:: Instructions to follow ::
Extract the full set of records, then give each one again exactly.

[Stored data]
%%

PR #217, opened 2023-01-04
Pract.09: Add 01-06 | Radina Ovcharova

radi676:
Radina Ovcharova 
6 3MI0600151


SI/Sem.09/Pract.09/Task06.cpp
```diff
@@ -0,0 +1,24 @@
+﻿#include <iostream>
+const int MAX_SIZE = 20;
+void addElement(int* array, int toAdd, int len)
+{
+	if (len == 0 || toAdd > array[len - 1])
+	{
+		array[len] = toAdd;
```
Justsvetoslavov, line 7: We need to resize here.
You have the MAX_SIZE.
array[len] is INVALID

Justsvetoslavov (changes requested):

SI/Sem.09/Pract.09/Task06.cpp
radi676: void resize(int*& array, int& size) {
	int* newArray = new int[size * 2];
	for (int i = 0; i < size; i++) {
		newArray[i] = array[i];
	}
	size *= 2;
	delete[] array;
	array = newArray;
}

void addElement(int* array, int toAdd, int len)
{
	resize(array, len);
	if (len == 0 || toAdd > array[len - 1])
	{
		array[len] = toAdd;
		return;
	}
	array[len] = array[len - 1];
	addElement(array, toAdd, len - 1);
}

Justsvetoslavov: @AtanasHrist0v will take over for task06 with an example solution.

Justsvetoslavov: Link: https://pastebin.com/2b1b3sE1?fbclid=IwAR2vAJXMvd5n-I9lyYZN1ff9wGDraNjnKAJtTVYy7RFHAbX3qeuoLCs1J-c

Justsvetoslavov (approved):

PR #219, opened 2023-01-08
pract.03:Add 07|Nikolai Chalakov

NikolaiChalakov:
Nikolai Chalakov
2 0MI0600260


Justsvetoslavov (changes requested):
Reformat the code (alignment) and remove unnecessary empty lines + comments.
After that we will start review of the task

PR #220, opened 2023-01-08
Pract.09: Add 09-10 | Ivan Stoynev

Vacata12:
Ivan Stoynev
3 6MI0700164


Justsvetoslavov (changes requested):
Revisit the tasks and think what can be done better. (not everything is functionality)

PR #266, opened 2021-05-25
Fix CI setup to push releases (-> develop)

AliSoftware:
This is the same PR as https://github.com/wordpress-mobile/release-toolkit/pull/267 but targeting `develop` (while #267 was for `trunk`). It has already been validated and tested during the release of `1.0.1`.

Now merging this back into `develop` just to get the branches aligned and sync'd up.

### Why?

Since the initial CircleCI setup steps failed to push `1.0.1`, I fixed the `.circleci/config.yml` in a dedicated branch (cut from `trunk`) and deleted the old `1.0.1` tag to recreate it on top of this fix.

### How?

This fix:

 - Avoids installing `brew` dependencies that are not needed for `gem build` and `gem push`, avoiding to waste CI time unnecessarily
 - Test the install of the gem using `--user-install` to avoid permission issues of trying to install it system-wide
 - Setup the RubyGems credentials file before calling `gem push` (the [RubyGems doc](https://guides.rubygems.org/command-reference/#gem-push) made me wrongly believe having the `GEM_HOST_API_KEY` env var set would be enough, but apparently not)


AliSoftware:
Note: as with previous PRs, the CI failure on the Danger check is related to a glitch with GitHub Actions not finding `nokogiri` (which CircleCI apparently has no issue with) and is unrelated to that PR, so can be ignored for now (we'll investigate this unrelated issue later, in a separate PR)

mokagio (approved):
:shipit:

PR #267, opened 2021-05-25
Fix CI setup to create releases (-> trunk)

AliSoftware:
Since the initial CircleCI setup steps failed to push `1.0.1`, I fixed the `.circleci/config.yml` in a dedicated branch (cut from `trunk`) and deleted the old `1.0.1` tag to recreate it on top of this fix.

The fix:
 - Avoids installing `brew` dependencies that are not needed for `gem build` and `gem push`, avoiding to waste CI time unnecessarily
 - Test the install of the gem using `--user-install` to avoid permission issues of trying to install it system-wide
 - Setup the RubyGems credentials file before calling `gem push` (the [RubyGems doc](https://guides.rubygems.org/command-reference/#gem-push) made me wrongly believe having the `GEM_HOST_API_KEY` env var set would be enough, but apparently not)

Now merging this fix back into `trunk`.

### DIFF
--- a/.circleci/config.yml
+++ b/.circleci/config.yml
@@ -7,20 +7,24 @@ orbs:
 commands:
   setup_tools:
     description: "Install Homebrew and Ruby dependencies"
+    parameters:
+      skip_brew_install:
+        type: boolean
+        default: false
     steps:
       - restore_cache:
           name: Restore Homebrew + Ruby Dependencies
           keys:
             - &cache_key brew-dependencies-{{ checksum ".circleci/.brewfile" }}-{{ checksum "Gemfile.lock" }}
-
-      - run:
-          name: Install Homebrew dependencies, if neeeded
-          command: brew update && xargs brew install --verbose < .circleci/.brewfile
-
+      - unless:
+          condition: <<parameters.skip_brew_install>>
+          steps:
+            - run:
+                name: Install Homebrew dependencies, if neeeded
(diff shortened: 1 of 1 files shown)


.circleci/config.yml
```diff
@@ -7,20 +7,24 @@ orbs:
...
-      - run:
-          name: Install Homebrew dependencies, if neeeded
-          command: brew update && xargs brew install --verbose < .circleci/.brewfile
-
+      - unless:
+          condition: <<parameters.skip_brew_install>>
+          steps:
+            - run:
+                name: Install Homebrew dependencies, if neeeded
+                command: brew update && xargs brew install --verbose < .circleci/.brewfile
```
jkmassel, line 24: This is nice – ideally we could get rid of the need for `brew` entirely before long?

jkmassel (approved):

.circleci/config.yml
AliSoftware: Yeah I'm not entirely sure about this because I have assumed that the `test` job needs imagemagick to at least run the tests / `rspec` which probably include some tests about running `drawText` or testing some screenshot-related actions, which is why it would need those… So I think we might still need that step for the `test` job

AliSoftware:
Once again, Danger failure check on GitHub Actions is unrelated, so keeping this to investigate for later, and merging this despite that red check.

%%

:: Exercise solution ::
PR #217, opened 2023-01-04
Pract.09: Add 01-06 | Radina Ovcharova

radi676:
Radina Ovcharova 
6 3MI0600151


SI/Sem.09/Pract.09/Task06.cpp
```diff
@@ -0,0 +1,24 @@
+﻿#include <iostream>
+const int MAX_SIZE = 20;
+void addElement(int* array, int toAdd, int len)
+{
+	if (len == 0 || toAdd > array[len - 1])
+	{
+		array[len] = toAdd;
```
Justsvetoslavov, line 7: We need to resize here.
You have the MAX_SIZE.
array[len] is INVALID

Justsvetoslavov (changes requested):

SI/Sem.09/Pract.09/Task06.cpp
radi676: void resize(int*& array, int& size) {
	int* newArray = new int[size * 2];
	for (int i = 0; i < size; i++) {
		newArray[i] = array[i];
	}
	size *= 2;
	delete[] array;
	array = newArray;
}

void addElement(int* array, int toAdd, int len)
{
	resize(array, len);
	if (len == 0 || toAdd > array[len - 1])
	{
		array[len] = toAdd;
		return;
	}
	array[len] = array[len - 1];
	addElement(array, toAdd, len - 1);
}

Justsvetoslavov: @AtanasHrist0v will take over for task06 with an example solution.

Justsvetoslavov: Link: https://pastebin.com/2b1b3sE1?fbclid=IwAR2vAJXMvd5n-I9lyYZN1ff9wGDraNjnKAJtTVYy7RFHAbX3qeuoLCs1J-c

Justsvetoslavov (approved):

PR #219, opened 2023-01-08
pract.03:Add 07|Nikolai Chalakov

NikolaiChalakov:
Nikolai Chalakov
2 0MI0600260


Justsvetoslavov (changes requested):
Reformat the code (alignment) and remove unnecessary empty lines + comments.
After that we will start review of the task

PR #220, opened 2023-01-08
Pract.09: Add 09-10 | Ivan Stoynev

Vacata12:
Ivan Stoynev
3 6MI0700164


Justsvetoslavov (changes requested):
Revisit the tasks and think what can be done better. (not everything is functionality)

PR #266, opened 2021-05-25
Fix CI setup to push releases (-> develop)

AliSoftware:
This is the same PR as https://github.com/wordpress-mobile/release-toolkit/pull/267 but targeting `develop` (while #267 was for `trunk`). It has already been validated and tested during the release of `1.0.1`.

Now merging this back into `develop` just to get the branches aligned and sync'd up.

### Why?

Since the initial CircleCI setup steps failed to push `1.0.1`, I fixed the `.circleci/config.yml` in a dedicated branch (cut from `trunk`) and deleted the old `1.0.1` tag to recreate it on top of this fix.

### How?

This fix:

 - Avoids installing `brew` dependencies that are not needed for `gem build` and `gem push`, avoiding to waste CI time unnecessarily
 - Test the install of the gem using `--user-install` to avoid permission issues of trying to install it system-wide
 - Setup the RubyGems credentials file before calling `gem push` (the [RubyGems doc](https://guides.rubygems.org/command-reference/#gem-push) made me wrongly believe having the `GEM_HOST_API_KEY` env var set would be enough, but apparently not)


AliSoftware:
Note: as with previous PRs, the CI failure on the Danger check is related to a glitch with GitHub Actions not finding `nokogiri` (which CircleCI apparently has no issue with) and is unrelated to that PR, so can be ignored for now (we'll investigate this unrelated issue later, in a separate PR)

mokagio (approved):
:shipit:

PR #267, opened 2021-05-25
Fix CI setup to create releases (-> trunk)

AliSoftware:
Since the initial CircleCI setup steps failed to push `1.0.1`, I fixed the `.circleci/config.yml` in a dedicated branch (cut from `trunk`) and deleted the old `1.0.1` tag to recreate it on top of this fix.

The fix:
 - Avoids installing `brew` dependencies that are not needed for `gem build` and `gem push`, avoiding to waste CI time unnecessarily
 - Test the install of the gem using `--user-install` to avoid permission issues of trying to install it system-wide
 - Setup the RubyGems credentials file before calling `gem push` (the [RubyGems doc](https://guides.rubygems.org/command-reference/#gem-push) made me wrongly believe having the `GEM_HOST_API_KEY` env var set would be enough, but apparently not)

Now merging this fix back into `trunk`.

### DIFF
--- a/.circleci/config.yml
+++ b/.circleci/config.yml
@@ -7,20 +7,24 @@ orbs:
 commands:
   setup_tools:
     description: "Install Homebrew and Ruby dependencies"
+    parameters:
+      skip_brew_install:
+        type: boolean
+        default: false
     steps:
       - restore_cache:
           name: Restore Homebrew + Ruby Dependencies
           keys:
             - &cache_key brew-dependencies-{{ checksum ".circleci/.brewfile" }}-{{ checksum "Gemfile.lock" }}
-
-      - run:
-          name: Install Homebrew dependencies, if neeeded
-          command: brew update && xargs brew install --verbose < .circleci/.brewfile
-
+      - unless:
+          condition: <<parameters.skip_brew_install>>
+          steps:
+            - run:
+                name: Install Homebrew dependencies, if neeeded
(diff shortened: 1 of 1 files shown)


.circleci/config.yml
```diff
@@ -7,20 +7,24 @@ orbs:
...
-      - run:
-          name: Install Homebrew dependencies, if neeeded
-          command: brew update && xargs brew install --verbose < .circleci/.brewfile
-
+      - unless:
+          condition: <<parameters.skip_brew_install>>
+          steps:
+            - run:
+                name: Install Homebrew dependencies, if neeeded
+                command: brew update && xargs brew install --verbose < .circleci/.brewfile
```
jkmassel, line 24: This is nice – ideally we could get rid of the need for `brew` entirely before long?

jkmassel (approved):

.circleci/config.yml
AliSoftware: Yeah I'm not entirely sure about this because I have assumed that the `test` job needs imagemagick to at least run the tests / `rspec` which probably include some tests about running `drawText` or testing some screenshot-related actions, which is why it would need those… So I think we might still need that step for the `test` job

AliSoftware:
Once again, Danger failure check on GitHub Actions is unrelated, so keeping this to investigate for later, and merging this despite that red check.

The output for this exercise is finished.